**TASK GOAL:** Copy verbatim the block of lines in the entries below whose first line contains "There is no (good)" and whose last line contains "compared to dask/dask-drmaa#77". Leave out all other lines.

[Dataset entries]
PR #9, opened 2023-01-24
[IBCDPE-459] Implement command-line interface (CLI) for dcqc

BrunoGrandePhD:
Alright, this is the "goal PR" for IBCDPE-448, although I've tagged the PR using the relevant subtask. 

In this PR, I'm using `typer` to build a CLI that is roughly equivalent to the one I created for the [proof of concept script](https://github.com/Sage-Bionetworks-Workflows/nf-dcqc-poc/blob/5a849c93ec17341749fbdb0fd7309ba2ca7de630/bin/dcqc.py#L17-L84). I think it went really well! It's also easy to test `typer` commands. 

Each command is document, so it should be self-explanatory. I also included some sample input/output files in the `tests/data/` directory to (1) demonstrate what they look like and (2) for testing purposes.

Depends on #8

### DIFF
--- a/Pipfile
+++ b/Pipfile
@@ -10,4 +10,4 @@ dcqc = {editable = true, path = "."}
 dcqc = {editable = true, path = ".", extras = ["testing", "dev"]}
 
 [requires]
-python_version = "3.10"
+python_version = "3.11"
--- a/Pipfile.lock
+++ b/Pipfile.lock
@@ -125,6 +125,14 @@
             "markers": "python_full_version >= '3.6.0'",
             "version": "==3.0.1"
         },
+        "click": {
+            "hashes": [
+                "sha256:7682dc8afb30297001674575ea00d1814d808d6a36af415a82bd481d37ba7b8e",
+                "sha256:bb4d8133cb15a609f44e8213d9b391b0809795062913b383c62be0ee95b1db48"
+            ],
+            "markers": "python_version >= '3.7'",
+            "version": "==8.1.3"
+        },
         "dcqc": {
             "editable": true,
             "path": "."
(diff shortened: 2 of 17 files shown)


thomasyu888 (changes requested):
🔥 This all looks great - I took a look at your tests and install locally and ran everything.

```
dcqc --help
dcqc create-targets tests/data/small.csv create_target
dcqc stage-target tests/data/target.json stage_target

dcqc create-tests -r Md5ChecksumTest tests/data/target.json create_tests
dcqc create-process tests/data/test.external.json create_process/process.json

dcqc compute-test tests/data/test.internal.json compute_test/test.json


dcqc create-suite create_suite/suite.json tests/data/test.computed.json tests/data/test.computed.json tests/data/test.computed.json
# create-suite fails if the create_suite dir doesn't exist, but the rest doesn't fail

dcqc combine-suites combine/suite.json tests/data/suite.json  tests/data/suite.json  tests/data/suite.json
# same here combine doesn't exist
```
Couple of things:

1. I think the missing thing here is the steps written out.  For example, if someone were to develop or use this package locally, I imagine they would want to know what the steps were to perform tests on a particular file.  Can that be added in the readme?
2. `create-suite` and `combine-suites` break the behavior that you've set for the other commands.  The other commands create the folders for you while those commands don't.  We may want to standardize.  What was your rationale in the other commands creating folders?

BrunoGrandePhD:
1. The primary use case for these CLI commands is the Nextflow workflow, which requires smaller steps to enable parallelism. Once we have a use case for using dcqc directly (_i.e._ outside of Nextflow)—which I expect to surface eventually—I can implement a high-level CLI that's user-friendly and document it in the README. I captured this plan in the README. 

2. The `create-suite` and `combine-suites` also create parent folders thanks to the `_create_parent_directories()` method in the `JsonReport` class, which uses URLs instead of Paths. I'm unhappy with the inconsistency between paths and URLs. I plan on resolving that discrepancy in a future iteration with either a mixin or an abstraction (_e.g._ a `URL` class).

thomasyu888 (approved):
Thanks! Going to approve, but the README update hasn't been pushed.

BrunoGrandePhD:
Oups, I forgot to commit the change. Done! Merging now.

PR #10, opened 2023-01-26
[ORCA-119] Fix any issues that come up while testing nf-dcqc on Tower

BrunoGrandePhD:
I'm currently testing nf-dcqc on Tower, and I've come across some minor issues with py-dcqc. I'm opening a PR to accumulate any fixes. I'll be using the manual trigger on the `docker.yml` CI workflow to publish commit-specific containers that Tower can use for testing (instead of minting a release for each iteration).

### DIFF
--- a/src/dcqc/file.py
+++ b/src/dcqc/file.py
@@ -365,6 +365,8 @@ class File(SerializableMixin):
     @wraps(SerializableMixin.to_dict)
     def to_dict(self) -> SerializedObject:
         dictionary = super(File, self).to_dict()
+        # Including the file name in the output for better readability for
+        # unstaged remote files with cryptic URLs (e.g., syn://syn98765432)
         dictionary["name"] = self.name
         return dictionary
 
--- a/src/dcqc/file.py
+++ b/src/dcqc/file.py
@@ -15,6 +15,7 @@ import os
 from collections.abc import Collection, Mapping
 from copy import deepcopy
 from dataclasses import dataclass
+from functools import wraps
 from pathlib import Path
 from tempfile import mkdtemp
 from typing import Any, ClassVar, Optional
@@ -360,6 +361,12 @@ class File(SerializableMixin):
         self.local_path = destination
         return destination
 
+    @wraps(SerializableMixin.to_dict)
+    def to_dict(self) -> SerializedObject:
+        dictionary = super(File, self).to_dict()
+        dictionary["name"] = self.name
+        return dictionary
+
     @classmethod
     def from_dict(cls, dictionary: SerializedObject) -> File:
         """Deserialize a dictionary into a file.
@@ -377,5 +384,8 @@ class File(SerializableMixin):
 
         if dictionary["local_path"] is not None:
             dictionary["local_path"] = Path(dictionary["local_path"])
+
+        # Ignore serialized name since it's a dynamically-computed property
+        dictionary.pop("name", None)
 
         return cls(**dictionary)
--- a/src/dcqc/file.py
+++ b/src/dcqc/file.py
@@ -119,11 +119,12 @@ class File(SerializableMixin):
     def __init__(
         self,
         url: str,
-        metadata: Mapping[str, Any],
+        metadata: Optional[Mapping[str, Any]] = None,
         relative_to: Optional[Path] = None,
         local_path: Optional[Path] = None,
     ):
         self.url = self._relativize_url(url, relative_to)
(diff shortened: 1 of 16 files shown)


src/dcqc/parsers.py
```diff
@@ -45,19 +45,16 @@ def create_files(self) -> Iterator[tuple[int, File]]:
                 file.stage(destination, overwrite=True)
             yield index, file
 
-    def create_targets(self, stage_files: bool = True) -> Iterator[Target]:
+    def create_targets(self) -> Iterator[Target]:
         for index, file in self.create_files():
-            if stage_files:
-                file.stage()
             yield Target(file, id=f"{index:04}")
```
thomasyu888, line 50: I didn't notice this last time, but why 04 and not 05 or 03?

src/dcqc/reports.py
```diff
@@ -46,6 +50,12 @@ def to_file(self, obj: Any, url: str, overwrite: bool):
         #       (e.g., relativize them based on output JSON path)
         with fs.open(fs_path, "w") as outfile:
             json.dump(obj, outfile, indent=2)
+            outfile.write("\n")
+
+    def _generate_single(self, item: SerializableMixin) -> SerializedObject:
+        item.serialize_paths_relative_to(self.paths_relative_to)
+        report = item.to_dict()
```
thomasyu888, line 57: Would it make sense to include the `serialize_paths_relative_to` in the `to_dict` function?

src/dcqc/target.py
```diff
@@ -67,12 +67,13 @@ def get_file_type(self) -> FileType:
...
     def stage(
-        self,
-        destination: Optional[Path] = None,
-        overwrite: bool = False,
-    ) -> Iterator[Path]:
+        self, destination: Optional[Path] = None, overwrite: bool = False
+    ) -> list[Path]:
+        paths = list()
         for file in self.files:
-            yield file.stage(destination, overwrite)
```
thomasyu888, line 75: Why the switch from generator?

thomasyu888 (approved):
🔥 Great work pushing this out - just some minor comments / questions so I'm comfortable approving this.

src/dcqc/file.py
```diff
@@ -360,6 +361,12 @@ def stage(
         self.local_path = destination
         return destination
 
+    @wraps(SerializableMixin.to_dict)
+    def to_dict(self) -> SerializedObject:
+        dictionary = super(File, self).to_dict()
+        dictionary["name"] = self.name
```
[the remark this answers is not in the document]
BrunoGrandePhD: I added a comment to clarify:

```
# Including the file name in the output for better readability for
# unstaged remote files with cryptic URLs (e.g., syn://syn98765432)
```

src/dcqc/parsers.py
BrunoGrandePhD: I feel that the chance that there is more than 999 files in a workflow run is non-trivial, but I think it's rare that a workflow run would have more than 9,999 files. And because I'm iterating through the CSV file, I don't know how many rows there are ahead of time.

src/dcqc/reports.py
BrunoGrandePhD: I considered that, but I didn't want to change the method signature in all places where `to_dict()` is defined. As I mentioned in a `TODO`, I think this logic ultimately belongs in the `JsonReport` class (probably going to rename it to `JsonExporter`) as a custom `JSONEncoder` subclass. I think Paths should be converted to strings as late as possible (_i.e._ during JSON serialization and not in `to_dict()`). This was a quick fix, but I'm not super happy with it. I will likely refactor as soon as I touch the `JsonReport` code.

src/dcqc/target.py
BrunoGrandePhD: Because calling `paths = target.stage()` wouldn't stage the files. Instead, it would return an iterator that you would then need to iterate though (_e.g._ using `list(paths)`) to actually stage the files. I don't think this is intuitive. In any case, there is no real benefit to a generator here since it's not as if large amounts of data are being processed in-memory. Also, most targets only have a single file, so it makes even less sense most of the time.

thomasyu888: Makes sense. Thanks!

src/dcqc/reports.py
thomasyu888: 👍🏼

thomasyu888 (approved):

PR #11, opened 2023-01-27
Publish branch-specific containers

BrunoGrandePhD:
When I was working on #10, I had to manually publish a container (`workflow_dispatch`) for the Nextflow workflow to use every time I pushed a commit. This was annoying, so I want to automatically publish containers with every branch. It also resulted in a simpler workflow with fewer `if` conditions.


thomasyu888 (dismissed):
💯   One thing we can try eventually is using the ghcr.  I still don't fully understand if there are any limitations to github applications, but I like ghcr because it is contained within the repository.

BrunoGrandePhD:
I rebased this branch on `main` so I can merge it before #10. I also discovered `docker/metadata-action` [here](https://docs.github.com/en/actions/publishing-packages/publishing-docker-images#publishing-images-to-docker-hub-and-github-packages), and it's a much more elegant way of generating the list of tags as well as multi-deployment to Docker Hub and GHCR.io.

BrunoGrandePhD:
I just revamped this PR once again. I decided to merge both CI workflows for two reasons. First, I want to be able to use the exact same file that's tested and uploaded to PyPI in the container image. Second, I want to only publish a container image if the tests pass. While there are ways of setting up inter-workflow dependencies (_e.g._ `workflow_run` or `workflow_call`), the first reason pushed me to integrating everything together.

BrunoGrandePhD:
Merging so I can test the new workflow

PR #12, opened 2023-01-27
Demonstrate implementation for new file types and tests

BrunoGrandePhD:
During today's Code Space meeting, I demonstrated how easy it is to implement new tests for new file types. Instead of throwing away that code, I'm opening a PR, which can act as documentation for now if anyone wants to contribute new tests and/or file types. 

Note that I started the `all` "package extra" to capture dependencies needed for running the tests. This way, the basic dependencies are kept minimal. 

```console
pip install dcqc[all]
```

Here's the relevant snippet from the acceptance test report: 

<details>
<summary>JsonLdSuite</summary>
```json
{
  "type": "JsonLdSuite",
  "target": {
    "type": "Target",
    "id": "0006",
    "files": [
      {
        "url": "tests/data/example.jsonld",
        "metadata": {
          "md5_checksum": "56bb5f34da6d6df2ade3ac37e25586b7"
        },
        "type": "JSON-LD",
        "local_path": "tests/data/example.jsonld",
        "name": "example.jsonld"
      }
    ]
  },
  "suite_status": {
    "required_tests": [
      "Md5ChecksumTest"
    ],
    "skipped_tests": [],
    "status": "passed"
  },
  "tests": [
    {
      "type": "JsonLoadTest",
      "tier": 2,
      "is_external_test": false,
      "status": "passed"
    },
    {
      "type": "JsonLdLoadTest",
      "tier": 2,
      "is_external_test": false,
      "status": "passed"
    },
    {
      "type": "Md5ChecksumTest",
      "tier": 1,
      "is_external_test": false,
      "status": "passed"
    },
    {
      "type": "FileExtensionTest",
      "tier": 1,
      "is_external_test": false,
      "status": "passed"
    }
  ]
}
```
</details>

### DIFF
--- a/setup.cfg
+++ b/setup.cfg
@@ -64,8 +64,8 @@ exclude =
 # `pip install dcqc[PDF]` like:
 # PDF = ReportLab; RXP
 
-# Dependending for quality control
-qc =
+# Additional dependencies for compute tests
+all =
     rdflib
 
 # Dependencies for testing (used by tox and Pipenv)
--- a/setup.cfg
+++ b/setup.cfg
@@ -66,7 +66,7 @@ exclude =
 
 # Additional dependencies for compute tests
 all =
-    rdflib
+    rdflib~=6.2
 
 # Dependencies for testing (used by tox and Pipenv)
 testing =
--- a/setup.cfg
+++ b/setup.cfg
@@ -64,6 +64,10 @@ exclude =
 # `pip install dcqc[PDF]` like:
 # PDF = ReportLab; RXP
 
+# Dependending for quality control
+qc =
+    rdflib
+
 # Dependencies for testing (used by tox and Pipenv)
 testing =
     setuptools~=65.0
--- a/src/dcqc/tests/tests.py
+++ b/src/dcqc/tests/tests.py
@@ -1,8 +1,6 @@
 import hashlib
 import json
 
-from rdflib import Graph
-
 from dcqc.file import File
 from dcqc.tests.test_abc import ExternalTestMixin, Process, TestABC, TestStatus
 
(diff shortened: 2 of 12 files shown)


thomasyu888:
@BrunoGrandePhD I will review this soon, but this has incredibly high value.  I can imagine this being demo'ed in a sprint review once we have documentation for how to do this.

setup.cfg
```diff
@@ -64,6 +64,10 @@ exclude =
 # `pip install dcqc[PDF]` like:
 # PDF = ReportLab; RXP
 
+# Additional dependencies for compute tests
+all =
```
thomasyu888, line 68: Eventually once this package gets more complex, will we want to split `all` into something like `jsonldtest` ?

src/dcqc/tests/tests.py
```diff
@@ -36,13 +37,62 @@ def compute_status(self) -> TestStatus:
...
 
+class JsonLoadTest(TestABC):
+    tier = 2
+    only_one_file_targets = False
+
+    def compute_status(self) -> TestStatus:
+        status = TestStatus.PASS
+        for file in self.target.files:
+            if not self._can_be_loaded(file):
+                status = TestStatus.FAIL
```
thomasyu888, line 55: Do you think the `_can_be_loaded` test be implemented for all file types?

thomasyu888 (approved):
💣 Just a couple of questions that can probably be made into tickets if we want to make those improvements in the future.

setup.cfg
BrunoGrandePhD: I considered that, but I also don't want one extra per dependency. Once we have the problem of too many dependencies, we can figure out a way of splitting them up. I think this is relatively a non-issue since most people will be using the container image.

src/dcqc/tests/tests.py
BrunoGrandePhD: Once there is a third internal load test that would use the same pattern, I'll add a helper method that can be used by all three use cases. I might use the [template method](https://refactoring.guru/design-patterns/template-method) design pattern.

thomasyu888 (approved):

PR #16, opened 2023-01-30
Speed up py-dcqc test suite

BrunoGrandePhD:
One of the major motivations for #13 is that the test suite would be much faster without the `SynapseFS` tests. This PR takes advantage of the fact that the tests are now relatively fast. For example, there's no need to limit which tests are run on different Python versions and operating systems. I'm now running all tests on all combinations in the `ci.yml` workflow. 

I also took the opportunity to clean up the pytest marks based on Tom's feedback a few PRs back. I now just have a `slow` mark, which is enforced by the `markers` section in `setup.cfg`. Currently, all of my tests take less than 0.03 seconds except for the large acceptance test (which interacts with Synapse) and a CLI test (which spawns two subprocesses). For now, both of these fall under my definition of slow because I like my tests to be almost instant. I also think that the 0.42s CLI test isn't critical enough to include in all local test runs (but it's worth including in the full test suite in `ci.yml`). 

I've set up `pytest` to exclude slow tests by default, but `tox` is configured to override this to include all tests, which is what's used during CI testing. You can also re-include the slow tests by eliminating the mark filter with `pytest -m ""`. 

Aside from that, I added a `remote` entry to the `test_files` fixture. I found a way to create a "remote file" in-memory for much faster tests compared to using Synapse. No mocking was needed! You'll see `test_files["remote"]` a few times, which was me replacing calls to Synapse to in-memory operations. 

I also removed the `TestCLI` class since the only reason it existed was to mark all included tests as `integration`, but I've now removed that mark, so there's no need for a class anymore. Like I mentioned before, I did label one of these tests with `@pytest.mark.slow`. 

```
14.74s call     tests/test_acceptance.py::test_json_report_generation
0.42s call     tests/test_main.py::test_that_the_module_cli_behaves_the_same_as_the_plain_cli
0.02s call     tests/test_main.py::test_create_targets
0.01s call     tests/test_main.py::test_combine_suites
0.01s call     tests/test_main.py::test_create_suite
```

### DIFF
--- a/.github/workflows/ci.yml
+++ b/.github/workflows/ci.yml
@@ -65,25 +65,18 @@ jobs:
         - macos-latest
         # TODO: Debug the Windows issues
         # - windows-latest
+    env:
+      OS: ${{ matrix.platform }}
+      PYTHON: ${{ matrix.python }}
     runs-on: ${{ matrix.platform }}
     steps:
       - uses: actions/checkout@v3
       - uses: actions/setup-python@v4
         with:
           python-version: ${{ matrix.python }}
-      - name: Retrieve pre-built distribution files
-        uses: actions/download-artifact@v3
+      - uses: actions/download-artifact@v3
         with: {name: python-distribution-files, path: dist/}
-      - name: Run tests (without integration tests)
-        if: matrix.platform != 'ubuntu-latest' || matrix.python != '3.11'
-        env:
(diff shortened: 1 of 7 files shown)


thomasyu888 (approved):
🚀 Thanks for doing this!  Makes sense to me and glad to see that the separation of repos to decrease complexity of this repository and reduce the time it takes to run the tests.

Issue #90, opened 2018-07-11
Allow global access to dashboard by default


mrocklin:
When using interfaces like infiniband it's often the case that one can't get the dashboard to show up.  This is because the bokeh server is expecting to be called by its IP address on the infiniband network, not the normal network.

One solution to this  would be to provide `services={('bokeh', ('', 8787)): BokehScheduler}` to LocalCluster.

lesteve:
Interesting, I do seem to remember to have bumped into this problem ...

lesteve:
Hmmm I think I got something like you suggested working, but the `_repr_html_` is not showing the right port for some reason ...

lesteve:
Just to put a bit more context, here is my diff (I hard-code the BokehScheduler port to 12345):
```
diff --git a/dask_jobqueue/core.py b/dask_jobqueue/core.py
index ab4b602..9bc467e 100644
--- a/dask_jobqueue/core.py
+++ b/dask_jobqueue/core.py
@@ -9,6 +9,7 @@ import warnings
 import dask
 import docrep
 from distributed import LocalCluster
+from distributed.bokeh.scheduler import BokehScheduler
 from distributed.deploy import Cluster
 from distributed.utils import (get_ip_interface, ignoring, parse_bytes, tmpfile,
                                format_bytes)
@@ -153,7 +154,8 @@ class JobQueueCluster(Cluster):
         else:
             host = socket.gethostname()
 
-        self.local_cluster = LocalCluster(n_workers=0, ip=host, **kwargs)
+        self.local_cluster = LocalCluster(n_workers=0, ip=host,
+                                          services={('bokeh', ('', 12345)): BokehScheduler}, *kwargs)
 
         # Keep information on process, cores, and memory, for use in subclasses
         self.worker_memory = parse_bytes(memory)
```

I run this ssh proxy (redirecting the 12345 port to 9898 locally):
```
ssh -N lesteve@sequoia -L 9898:sequoia:12345 # dashboard
```

and then I can access the dashboard at http://localhost:9898/status.

The widget for `client.cluster` shows the dashboard at 8787 though:
```
Dashboard: http://10.149.255.254:8787/status
```

I made sure I had the latest release of dask (0.18.1) and distributed (1.22).

mrocklin:
Indeed.  It looks like this is broken in dask/distributed.  We just do a hard overwrite of the bokeh key: 

[...]

PR #107, opened 2018-07-27
forward 'ip' to LocalCluster

twoertwein:
JobQueueCluster forwards any additional keyword arguments to LocalCluster. However, it fails to forward 'ip' to the LocalCluster as it is explicitly set. This commit allows the user to forward 'ip' to the LocalCluster.

Context:
My cluster head has two network interfaces (one facing only the workers and one facing the internet). I want the scheduler to only listen on the worker facing interface. The 'interface' argument would be well suited for this task but JobQueueCluster also forwards this interface to the workers. Unfortunately, not all my cluster nodes have the same interface names. Therefore, I have to use 'ip' to force the scheduler to listen on the worker facing interface (without forcing the workers itself to use a (potentially non-existing) interface).
Personally, I would prefer to not force the interface of the workers (in that case I could use 'interface' to set the interface of only the scheduler) but I assume you have a reason for doing so :)

### DIFF
--- a/dask_jobqueue/core.py
+++ b/dask_jobqueue/core.py
@@ -202,13 +202,16 @@ class JobQueueCluster(Cluster):
         #This attribute should be overriden
         self.job_header = None
 
+        # Find the IP address and (if requested) set interface for workers
+        localhost_kwargs = {}
         if interface:
-            host = get_ip_interface(interface)
+            localhost_kwargs['ip'] = get_ip_interface(interface)
             extra += ' --interface  %s ' % interface
         else:
-            host = socket.gethostname()
+            localhost_kwargs['ip'] = socket.gethostname()
+        localhost_kwargs.update(kwargs)
 
-        self.local_cluster = LocalCluster(n_workers=0, ip=host, **kwargs)
+        self.local_cluster = LocalCluster(n_workers=0, **localhost_kwargs)
 
         # Keep information on process, threads and memory, for use in
         # subclasses
--- a/dask_jobqueue/tests/test_jobqueue_core.py
+++ b/dask_jobqueue/tests/test_jobqueue_core.py
@@ -41,4 +41,3 @@ def test_forward_ip():
     with PBSCluster(walltime='00:02:00', processes=4, cores=8, memory='28GB',
                     name='dask-worker') as cluster:
         assert cluster.local_cluster.scheduler.ip == default_ip
-
--- a/dask_jobqueue/tests/test_jobqueue_core.py
+++ b/dask_jobqueue/tests/test_jobqueue_core.py
@@ -1,4 +1,5 @@
 import pytest
+import socket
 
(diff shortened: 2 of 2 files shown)


lesteve:
I am not an expert in this kind of thing but this seems like a problem related to https://github.com/dask/dask-drmaa/issues/75. It would be great if you could add a test similar to the one in https://github.com/dask/dask-drmaa/pull/77.

> Unfortunately, not all my cluster nodes have the same interface names.

Interesting, can I ask whether there is a good reason for this?

> Personally, I would prefer to not force the interface of the workers (in that case I could use 'interface' to set the interface of only the scheduler) but I assume you have a reason for doing so :)

Not sure ... maybe @mrocklin has some inputs on this.

twoertwein:
> I am not an expert in this kind of thing but this seems like a problem related to dask/dask-drmaa#75. It would be great if you could add a test similar to the one in dask/dask-drmaa#77.

Yes, that looks similar. I will look trough how you are doing unit tests and then add one to verify the IP address.

> Interesting, can I ask whether there is a good reason for this?

There is no (good) reason for that. I wish the interfaces across all nodes had the same name. It is a cluster from a university research lab.

> Those changes seem fine to me, thanks. I was searching a way to do that with less 'if' but I'm still not pythonic enough to find one.

This solution would have less if's and it doesn't change the input arguments:

```py
# Find the IP address and (if requested) set interface for workers
locahost_kwargs = {}
if interface:
    locahost_kwargs['ip'] = get_ip_interface(interface)
    extra += ' --interface  %s ' % interface
else:
    locahost_kwargs['ip'] = socket.gethostname()

locahost_kwargs.update(kwargs)
self.local_cluster = LocalCluster(n_workers=0, **locahost_kwargs)
```

twoertwein:
@lesteve about the test case, there are some differences compared to dask/dask-drmaa#77
1) JobQueueCluster should not directly be instantiated. I could add a SLURM test case, but that seems to be the wrong place for it;
2) The requested IP address in dask/dask-drmaa#77 is the same one as JobQueueCluster would use by default, i.e., it wouldn't test anything. I could request an IP address which 'probably' does not coincide with the default IP address by requesting the (probably not-existing) IP address `127.0.0.2` (surprisingly, it does work to insatiate a SLURMCluster with this IP address, even though that machine doesn't have an interface with that ip).

I don't think that using a SLURMCluster (wrong component) with a probably not-existing IP address is a good way to test this PR. Do you have any suggestions?

I will change the PR to reflect @guillaumeeb suggestion - it looks much nicer :)

guillaumeeb:
I'm adding basic tests here, to merge if everything is OK so that we can move on to solve #90.

guillaumeeb:
Getting this in quiclky to propose another PR that solves #90 and allows #111.

Thanks @twoertwein.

**EXERCISE RESPONSE:**
There is no (good) reason for that. I wish the interfaces across all nodes had the same name. It is a cluster from a university research lab.

> Those changes seem fine to me, thanks. I was searching a way to do that with less 'if' but I'm still not pythonic enough to find one.

This solution would have less if's and it doesn't change the input arguments:

```py
# Find the IP address and (if requested) set interface for workers
locahost_kwargs = {}
if interface:
    locahost_kwargs['ip'] = get_ip_interface(interface)
    extra += ' --interface  %s ' % interface
else:
    locahost_kwargs['ip'] = socket.gethostname()

locahost_kwargs.update(kwargs)
self.local_cluster = LocalCluster(n_workers=0, **locahost_kwargs)
```

twoertwein:
@lesteve about the test case, there are some differences compared to dask/dask-drmaa#77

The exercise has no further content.